L’E4 est l’établissement d’une LDV 40 épaulée. C’est la réponse standard à toute situation ne relevant pas des lignes pré-connectées. L’E5 correspond à l’établissement d’une LDV 40 épaulée de plein pied, adapté aux interventions sur des structures accessibles directement depuis le niveau du sol. L’E6, enfin, reprend cette logique épaulée en l’associant à l’échelle coulisse, pour progresser vers les niveaux n+1 et n-1 tout en maintenant la ligne d’attaque fonctionnelle.
Un point notable : les manœuvres de changement et de prolongation de tuyaux restent inchangées par rapport aux pratiques antérieures. Cette continuité facilite la montée en compétences et évite toute rupture dans les automatismes acquis.

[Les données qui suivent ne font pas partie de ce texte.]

PR #8922, opened 2023-11-02
[FEATURE] Update SnowflakeDatasource connection details 

Kilo59:
Updates the `SnowflakeDatasource` model and schema to nest all connection details inside of the `connection_string` field.
This makes it possible to better represent the methods of providing connection details purely in a `jsonschema` which powers our Cloud UI forms.

Previously `connection_string` was either a string or `None`, and distinct connection details such as `user`, `account`, `password`  etc. were stored in root level fields.

#### Current/Old Format

```python
# current dict/json representation of a Snowflake Datasource
{"name":  ..., "user": ..., "account": ..., "password": ..., "connection_string": None}
# or
{"name": ..., "user": None, "account": None, "password": None, "connection_string": "snowflake://..."}
```

#### New Format
With this change the dict/json representation of a Snowflake Datasource is as follows...
```python
{"name":  ..., "connection_string": { 
    "user": ...,
    "account": ...,
    "password": ...,
    }
}
# or
{"name": ..., "connection_string": "snowflake://..."}
```

## Backwards Compatibility
Logic has been added to the `SnowflakeDatasource` deserializer to convert the old style, root level connection detail fields into a mapping/dict under the `connection_str` fields.

This also means that users can continue to use the same parameters when creating snowflake datasources using `context.sources.add_snowflake()` factory method.

```python
import great_expecations as gx

context = gx.get_context()
# this still works
sf_ds1 = context.sources.add_snowflake("my_datasource",
    user="my_name",
    account=12345,
    password="${MY_PASSWORD}"
)

# so does using a connection string
sf_ds2 = context.sources.add_snowflake("my_datasource_3",
    connection_str="snowflake://..."
)

# this is new
sf_ds3 = context.sources.add_snowflake("my_datasource_2",
    connection_str={"user": "my_name", "account": 12345, "password": "${MY_PASSWORD}"}
)
```

### Breaking Changes
`0.18.2` and lower versions of `great_expectations` will break if they attempt to load a `SnowflakeDatasource` that uses the new format for individual connection details.
Snowflake datasources that use a `connection_string` string will continue to function, regardless of `gx` version.


great_expectations/datasource/fluent/snowflake_datasource.py
```diff
@@ -103,20 +112,11 @@ class SnowflakeDatasource(SQLDatasource):
...
-        if not bool(connection_string) ^ bool(account and user and password):
-            raise ValueError(
-                "Must provide either a connection string or a combination of account, user, and password."
-            )
-        return values
+    class Config:
+        @staticmethod
+        def schema_extra(schema: dict, model: type[SnowflakeDatasource]) -> None:
+            """Customize jsonschema for SnowflakeDatasource."""
+            print(schema)
```
Kilo59, line 119: TODO: `OneOf`

elenajdanova (approved):
lgtm

NathanFarmer (changes requested):
Even with the stub file changes...how to does this preserve auto-complete with everything nested inside of `connection_string`?

NathanFarmer (approved):
Nevermind, I see it was already in the stub file.

anthonyburdi:
Force merged after all CI checks passed to enable releasing today.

Les apports concrets des manœuvres en chevaux pour les sapeurs-pompiers du SDIS 62
Deux ans de tests ne mentent pas. Les établissements en chevaux du SDIS 62 apportent des avantages tangibles, confirmés par les retours du terrain. Les binômes progressent en marchant, ce qui peut sembler anodin, mais change tout : l’établissement se déroule sans plis, sans coins, sans blocage. La ligne arrive propre au point d’attaque.
Même en avançant à un rythme modéré, on gagne plusieurs minutes sur l’ensemble de la manœuvre. Surtout, la consommation physique des équipes diminue sensiblement. C’est moins d’énergie dépensée avant même d’entrer dans la structure.
Pour accompagner cette montée en puissance, des ressources pédagogiques structurées ont été développées, s’inspirant spécialement des travaux du SDIS 31, du SDIS 67 et d’APIS. Des vidéos couvrent les manœuvres avec tuyaux pré-connectés (P1, P2, P3), les tuyaux épaulés (E1, E2, E3), les lignes d’attaque alimentation (A1, A2, A3) et les missions annexes (AX1, AX2, AX3, AX4). Ces outils permettent à chaque sapeur-pompier de visualiser les gestes avant de les reproduire en condition réelle, ce qui est souvent le meilleur moyen d’ancrer durablement une technique dans les réflexes opérationnels.